In mid March 1802 Vice President Aaron Burr – in a letter to a friend – noted that the Truxtun dies had “broken” after 52 medals had been struck. These were made for members of the crew as well as special presentations by Truxtun himself.
The damage to the dies prevented further specimens being made until the 1840s when the original dies were successfully used to create new hubs and dies. Beginning in 1861 the Truxtun medal was first sold nationally to numismatists and continued to be made for more than a century. At present, so far as is known, the Mint no longer offers these for sale and interested collectors need to find them on the secondary market.
Not long after the medal presentation, Truxtun was asked to take the Constellation to the Mediterranean to protect American shipping from the Muslim pirates. A dispute arose over rank and precedence, Truxtun being somewhat touchy on such matters, and he was abruptly dismissed on this pretext by President Thomas Jefferson. Truxtun died in May 1822 in Philadelphia, where he had held important municipal posts after leaving the Navy.
Although the Napoleonic Wars, and even the Unofficial War with France, had been more or less forgotten among the public by the early 1830s, not so with President Andrew Jackson, who had assumed office in March 1829. The seizures of American shipping during the Unofficial War as well as after 1805 – by Napoleon and his allies – had led to great losses for American ship owners and Jackson demanded reparations from a number of countries, but especially France.

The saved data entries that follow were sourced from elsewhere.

PR #295, opened 2024-06-18
feat(components): allow to set pagination limit for all tables

### LINKED ISSUE #271: For all paginated tables: make number entries per table configurable
For all paginated tables, at the moment, if the maintainer sets a height that doesn't exactly fit 10 entries, we have either too much whitespace or we have to scroll to see the pagination bar:

image

It would be great if the maintainer can define how many entries a page should have.

This applies to all paginated tables: the aggregate table component, the data tables in the different visualization components and the mutation grid.

JonasKellerer:
resolves #271

### Summary

Lets the maintainer set the paginationLimit for all tables. It can either be a number, which sets the number of rows, or a boolean. A value of  `true` produces the default pagination from gridjs. A value of `false` will disable pagination.

This targets the first step of #271. The other will be done in a separate PR.

### Screenshot

grafik

### PR Checklist

### DIFF
--- a/components/src/preact/aggregatedData/aggregate-table.tsx
+++ b/components/src/preact/aggregatedData/aggregate-table.tsx
@@ -7,9 +7,10 @@ import { formatProportion } from '../shared/table/formatProportion';
 type AggregateTableProps = {
     fields: string[];
     data: AggregateData;
+    pageSize: boolean | number;
 };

In due course, after diplomatic pressure from Washington, several European governments agreed to pay millions of dollars towards these ancient claims. The bulk of the reparations came from France, in ingots and coins of gold, and all of it was sent directly to the Philadelphia Mint to be recoined. (The French alone sent more than $5 million in gold.)
It was the Indemnity gold, as it was called at the time, that fueled the heavy gold coinages at the Philadelphia Mint from 1834 through 1838. Not only were a great many half eagles struck, but Jackson personally ordered that the Mint also concentrate on quarter eagles from 1834 to 1836; those persons whose claims had been accepted were in many cases given quarter eagles in payment. The President intensely disliked paper money and wanted both gold and silver coins to circulate freely throughout the United States.